Try it: Please print the entries below exactly, from the line with "PR #1162, opened 2017-08-01" through the line with "Fix problems with", including both of those lines and leaving out all others.

Records provided:
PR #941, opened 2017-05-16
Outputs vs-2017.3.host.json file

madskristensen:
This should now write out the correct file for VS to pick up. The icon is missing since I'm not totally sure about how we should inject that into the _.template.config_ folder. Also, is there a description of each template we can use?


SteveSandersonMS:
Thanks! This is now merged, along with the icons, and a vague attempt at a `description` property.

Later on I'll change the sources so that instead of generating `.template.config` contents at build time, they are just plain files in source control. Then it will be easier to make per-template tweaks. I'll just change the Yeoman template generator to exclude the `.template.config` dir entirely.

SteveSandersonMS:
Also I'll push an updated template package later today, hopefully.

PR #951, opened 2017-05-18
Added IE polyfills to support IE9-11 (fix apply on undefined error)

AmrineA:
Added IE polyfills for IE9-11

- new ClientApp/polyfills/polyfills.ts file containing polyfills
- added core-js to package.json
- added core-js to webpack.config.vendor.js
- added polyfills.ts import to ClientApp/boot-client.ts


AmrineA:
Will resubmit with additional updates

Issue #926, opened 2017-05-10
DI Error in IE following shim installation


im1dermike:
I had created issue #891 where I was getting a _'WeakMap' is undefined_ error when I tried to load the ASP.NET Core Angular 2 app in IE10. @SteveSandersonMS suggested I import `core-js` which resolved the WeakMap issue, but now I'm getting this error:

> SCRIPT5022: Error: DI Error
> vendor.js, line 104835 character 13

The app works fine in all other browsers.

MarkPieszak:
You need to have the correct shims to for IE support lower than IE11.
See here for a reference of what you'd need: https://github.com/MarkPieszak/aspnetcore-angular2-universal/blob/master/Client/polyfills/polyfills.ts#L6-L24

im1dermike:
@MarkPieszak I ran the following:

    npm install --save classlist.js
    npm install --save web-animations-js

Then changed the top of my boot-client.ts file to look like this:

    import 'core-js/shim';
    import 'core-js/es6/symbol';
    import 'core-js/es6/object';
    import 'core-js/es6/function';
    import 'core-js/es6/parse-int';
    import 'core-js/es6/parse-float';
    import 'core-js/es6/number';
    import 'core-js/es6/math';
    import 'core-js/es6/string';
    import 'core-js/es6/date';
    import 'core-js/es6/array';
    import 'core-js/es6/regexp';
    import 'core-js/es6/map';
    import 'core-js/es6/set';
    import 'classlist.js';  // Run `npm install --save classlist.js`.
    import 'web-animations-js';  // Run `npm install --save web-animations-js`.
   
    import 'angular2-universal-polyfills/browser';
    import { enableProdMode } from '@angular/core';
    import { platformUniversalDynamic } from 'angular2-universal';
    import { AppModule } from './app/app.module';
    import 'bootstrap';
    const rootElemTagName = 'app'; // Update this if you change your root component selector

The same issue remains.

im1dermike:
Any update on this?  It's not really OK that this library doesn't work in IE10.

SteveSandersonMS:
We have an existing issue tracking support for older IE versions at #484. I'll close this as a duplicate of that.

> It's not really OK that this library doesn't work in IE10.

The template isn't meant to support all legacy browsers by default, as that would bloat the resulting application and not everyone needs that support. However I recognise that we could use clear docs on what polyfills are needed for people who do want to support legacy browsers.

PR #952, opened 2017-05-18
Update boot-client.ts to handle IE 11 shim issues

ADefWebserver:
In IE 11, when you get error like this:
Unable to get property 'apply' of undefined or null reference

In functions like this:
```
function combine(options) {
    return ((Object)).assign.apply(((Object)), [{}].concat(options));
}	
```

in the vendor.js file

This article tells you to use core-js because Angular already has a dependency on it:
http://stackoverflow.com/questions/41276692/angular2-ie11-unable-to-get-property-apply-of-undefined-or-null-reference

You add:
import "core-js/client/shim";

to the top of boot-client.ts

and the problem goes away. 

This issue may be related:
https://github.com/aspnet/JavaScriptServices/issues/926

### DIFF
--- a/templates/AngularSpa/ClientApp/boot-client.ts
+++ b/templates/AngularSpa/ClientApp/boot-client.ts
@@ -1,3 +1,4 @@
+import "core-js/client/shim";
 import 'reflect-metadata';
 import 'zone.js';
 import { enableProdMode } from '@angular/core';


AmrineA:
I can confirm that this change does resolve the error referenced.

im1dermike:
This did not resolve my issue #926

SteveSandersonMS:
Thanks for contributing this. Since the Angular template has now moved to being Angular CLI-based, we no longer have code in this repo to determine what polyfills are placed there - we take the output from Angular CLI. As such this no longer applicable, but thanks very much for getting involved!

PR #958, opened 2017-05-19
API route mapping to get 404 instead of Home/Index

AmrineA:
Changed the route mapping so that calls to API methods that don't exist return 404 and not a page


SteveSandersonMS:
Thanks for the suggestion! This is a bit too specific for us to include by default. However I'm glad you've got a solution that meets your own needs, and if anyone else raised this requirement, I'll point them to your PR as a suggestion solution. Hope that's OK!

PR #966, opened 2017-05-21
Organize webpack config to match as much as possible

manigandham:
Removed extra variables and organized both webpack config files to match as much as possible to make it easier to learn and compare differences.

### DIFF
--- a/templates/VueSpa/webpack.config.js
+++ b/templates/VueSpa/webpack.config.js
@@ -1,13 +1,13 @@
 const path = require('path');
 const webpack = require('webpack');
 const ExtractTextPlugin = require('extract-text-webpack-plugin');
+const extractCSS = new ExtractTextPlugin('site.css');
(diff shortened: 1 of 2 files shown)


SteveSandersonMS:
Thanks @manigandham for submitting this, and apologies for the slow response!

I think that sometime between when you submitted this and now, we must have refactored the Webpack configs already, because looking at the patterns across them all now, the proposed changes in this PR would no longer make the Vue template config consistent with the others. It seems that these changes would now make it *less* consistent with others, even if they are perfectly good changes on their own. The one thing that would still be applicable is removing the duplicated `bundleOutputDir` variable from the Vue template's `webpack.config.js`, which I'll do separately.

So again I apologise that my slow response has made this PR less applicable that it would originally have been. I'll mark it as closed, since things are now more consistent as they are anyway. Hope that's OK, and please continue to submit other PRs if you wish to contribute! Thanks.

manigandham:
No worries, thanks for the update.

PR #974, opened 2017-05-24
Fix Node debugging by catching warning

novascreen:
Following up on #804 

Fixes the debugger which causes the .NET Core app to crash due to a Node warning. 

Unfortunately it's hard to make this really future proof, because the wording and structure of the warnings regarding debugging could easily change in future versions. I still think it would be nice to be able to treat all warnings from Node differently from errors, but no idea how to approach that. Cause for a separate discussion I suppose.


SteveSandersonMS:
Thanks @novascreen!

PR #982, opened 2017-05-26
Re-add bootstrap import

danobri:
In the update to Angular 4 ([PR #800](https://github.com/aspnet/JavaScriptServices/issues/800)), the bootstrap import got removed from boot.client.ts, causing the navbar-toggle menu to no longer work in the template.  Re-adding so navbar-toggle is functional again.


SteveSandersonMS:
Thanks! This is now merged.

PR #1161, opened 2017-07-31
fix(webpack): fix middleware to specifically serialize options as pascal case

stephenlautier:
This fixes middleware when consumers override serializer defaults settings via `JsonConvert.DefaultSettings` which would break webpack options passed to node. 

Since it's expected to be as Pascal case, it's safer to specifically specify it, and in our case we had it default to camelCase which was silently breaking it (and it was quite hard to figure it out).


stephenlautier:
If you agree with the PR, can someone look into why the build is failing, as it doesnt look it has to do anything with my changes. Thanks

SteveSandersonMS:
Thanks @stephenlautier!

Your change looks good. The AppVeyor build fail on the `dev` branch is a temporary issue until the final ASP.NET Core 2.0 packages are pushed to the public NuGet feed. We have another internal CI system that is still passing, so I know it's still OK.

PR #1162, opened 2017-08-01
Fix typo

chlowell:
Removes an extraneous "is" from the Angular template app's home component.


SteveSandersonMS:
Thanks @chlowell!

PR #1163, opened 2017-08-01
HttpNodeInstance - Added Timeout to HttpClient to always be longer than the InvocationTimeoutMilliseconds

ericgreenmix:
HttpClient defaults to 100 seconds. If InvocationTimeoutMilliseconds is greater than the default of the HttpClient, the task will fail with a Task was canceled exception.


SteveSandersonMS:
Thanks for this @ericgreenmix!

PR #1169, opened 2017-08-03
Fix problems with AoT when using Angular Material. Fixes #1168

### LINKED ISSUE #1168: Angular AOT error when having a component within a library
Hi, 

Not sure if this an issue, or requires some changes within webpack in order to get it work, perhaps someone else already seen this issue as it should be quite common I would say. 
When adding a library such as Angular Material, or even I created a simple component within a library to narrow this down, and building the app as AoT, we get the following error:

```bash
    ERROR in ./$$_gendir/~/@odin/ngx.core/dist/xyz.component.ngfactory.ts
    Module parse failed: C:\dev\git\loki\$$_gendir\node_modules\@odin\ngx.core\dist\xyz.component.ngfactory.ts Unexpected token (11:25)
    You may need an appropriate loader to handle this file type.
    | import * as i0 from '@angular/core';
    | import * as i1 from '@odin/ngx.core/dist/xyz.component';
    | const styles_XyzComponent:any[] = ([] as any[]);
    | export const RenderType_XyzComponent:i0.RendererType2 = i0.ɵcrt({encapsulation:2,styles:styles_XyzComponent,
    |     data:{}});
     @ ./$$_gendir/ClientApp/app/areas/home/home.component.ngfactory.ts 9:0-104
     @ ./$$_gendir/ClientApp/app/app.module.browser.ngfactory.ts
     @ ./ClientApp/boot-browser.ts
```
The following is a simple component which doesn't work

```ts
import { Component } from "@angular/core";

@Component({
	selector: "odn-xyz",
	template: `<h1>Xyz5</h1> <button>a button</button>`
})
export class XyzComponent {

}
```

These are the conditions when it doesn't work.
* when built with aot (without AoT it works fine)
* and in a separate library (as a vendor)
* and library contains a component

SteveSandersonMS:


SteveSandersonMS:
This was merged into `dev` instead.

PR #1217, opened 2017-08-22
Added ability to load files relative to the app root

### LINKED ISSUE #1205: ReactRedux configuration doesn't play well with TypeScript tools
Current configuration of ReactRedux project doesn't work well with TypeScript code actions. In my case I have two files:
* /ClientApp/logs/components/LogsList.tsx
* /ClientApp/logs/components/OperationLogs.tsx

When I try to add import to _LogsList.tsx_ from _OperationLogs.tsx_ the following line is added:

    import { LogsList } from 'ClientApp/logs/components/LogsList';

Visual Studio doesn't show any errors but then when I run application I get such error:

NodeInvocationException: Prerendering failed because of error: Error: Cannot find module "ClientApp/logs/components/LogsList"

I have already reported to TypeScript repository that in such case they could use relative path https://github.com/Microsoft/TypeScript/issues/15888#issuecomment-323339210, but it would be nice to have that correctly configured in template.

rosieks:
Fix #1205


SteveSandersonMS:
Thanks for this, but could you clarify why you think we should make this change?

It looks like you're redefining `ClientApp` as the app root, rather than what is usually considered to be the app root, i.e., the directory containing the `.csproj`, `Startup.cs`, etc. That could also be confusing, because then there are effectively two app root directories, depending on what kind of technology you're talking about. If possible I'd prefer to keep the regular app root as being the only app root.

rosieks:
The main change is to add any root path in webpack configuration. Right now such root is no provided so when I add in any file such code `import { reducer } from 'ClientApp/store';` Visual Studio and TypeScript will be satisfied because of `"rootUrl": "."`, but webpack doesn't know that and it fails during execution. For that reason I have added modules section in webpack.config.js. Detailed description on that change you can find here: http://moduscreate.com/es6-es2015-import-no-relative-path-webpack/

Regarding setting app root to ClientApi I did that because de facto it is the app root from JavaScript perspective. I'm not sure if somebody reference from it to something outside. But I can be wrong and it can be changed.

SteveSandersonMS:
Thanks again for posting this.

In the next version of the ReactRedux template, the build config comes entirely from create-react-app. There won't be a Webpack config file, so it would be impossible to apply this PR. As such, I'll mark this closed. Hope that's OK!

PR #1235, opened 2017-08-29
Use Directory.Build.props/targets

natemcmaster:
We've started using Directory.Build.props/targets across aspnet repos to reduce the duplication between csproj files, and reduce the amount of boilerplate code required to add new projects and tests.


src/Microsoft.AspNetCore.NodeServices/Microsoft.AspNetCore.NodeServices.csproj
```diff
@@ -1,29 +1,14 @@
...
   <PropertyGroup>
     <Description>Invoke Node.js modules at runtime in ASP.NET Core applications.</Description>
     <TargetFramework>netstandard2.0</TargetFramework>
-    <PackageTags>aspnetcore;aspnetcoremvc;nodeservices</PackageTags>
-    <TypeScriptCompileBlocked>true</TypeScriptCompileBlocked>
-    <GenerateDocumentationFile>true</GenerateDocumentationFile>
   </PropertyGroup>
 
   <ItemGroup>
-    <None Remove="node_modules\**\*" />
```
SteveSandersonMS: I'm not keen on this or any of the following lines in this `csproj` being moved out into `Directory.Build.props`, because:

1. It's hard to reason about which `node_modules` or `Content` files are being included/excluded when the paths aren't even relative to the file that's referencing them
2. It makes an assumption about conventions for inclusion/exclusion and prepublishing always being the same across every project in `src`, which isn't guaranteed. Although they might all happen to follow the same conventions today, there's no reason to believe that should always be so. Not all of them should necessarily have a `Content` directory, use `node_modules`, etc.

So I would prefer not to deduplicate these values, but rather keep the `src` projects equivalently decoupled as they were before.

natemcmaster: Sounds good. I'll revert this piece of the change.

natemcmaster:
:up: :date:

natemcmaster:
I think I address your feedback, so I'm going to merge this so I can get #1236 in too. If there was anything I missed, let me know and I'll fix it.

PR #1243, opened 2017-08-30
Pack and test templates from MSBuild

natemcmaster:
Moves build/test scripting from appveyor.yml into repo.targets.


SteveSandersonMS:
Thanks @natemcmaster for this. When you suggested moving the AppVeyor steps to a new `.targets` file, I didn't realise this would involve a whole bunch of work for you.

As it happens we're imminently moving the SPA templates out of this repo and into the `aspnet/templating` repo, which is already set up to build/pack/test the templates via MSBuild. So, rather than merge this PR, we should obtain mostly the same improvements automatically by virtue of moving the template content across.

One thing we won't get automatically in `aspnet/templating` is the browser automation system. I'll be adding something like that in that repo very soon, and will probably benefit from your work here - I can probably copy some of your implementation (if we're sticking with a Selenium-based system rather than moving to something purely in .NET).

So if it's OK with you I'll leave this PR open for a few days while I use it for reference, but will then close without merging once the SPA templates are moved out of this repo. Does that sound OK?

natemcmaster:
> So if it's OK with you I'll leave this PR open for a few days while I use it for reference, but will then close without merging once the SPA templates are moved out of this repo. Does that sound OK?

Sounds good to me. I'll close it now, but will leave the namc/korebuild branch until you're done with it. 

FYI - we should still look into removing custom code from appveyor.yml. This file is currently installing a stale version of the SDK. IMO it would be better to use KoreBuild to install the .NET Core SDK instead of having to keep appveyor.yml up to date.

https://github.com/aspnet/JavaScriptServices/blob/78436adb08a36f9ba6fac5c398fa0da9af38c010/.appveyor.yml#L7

Reply:
PR #1162, opened 2017-08-01
Fix typo

chlowell:
Removes an extraneous "is" from the Angular template app's home component.


SteveSandersonMS:
Thanks @chlowell!

PR #1163, opened 2017-08-01
HttpNodeInstance - Added Timeout to HttpClient to always be longer than the InvocationTimeoutMilliseconds

ericgreenmix:
HttpClient defaults to 100 seconds. If InvocationTimeoutMilliseconds is greater than the default of the HttpClient, the task will fail with a Task was canceled exception.


SteveSandersonMS:
Thanks for this @ericgreenmix!

PR #1169, opened 2017-08-03
Fix problems with AoT when using Angular Material. Fixes #1168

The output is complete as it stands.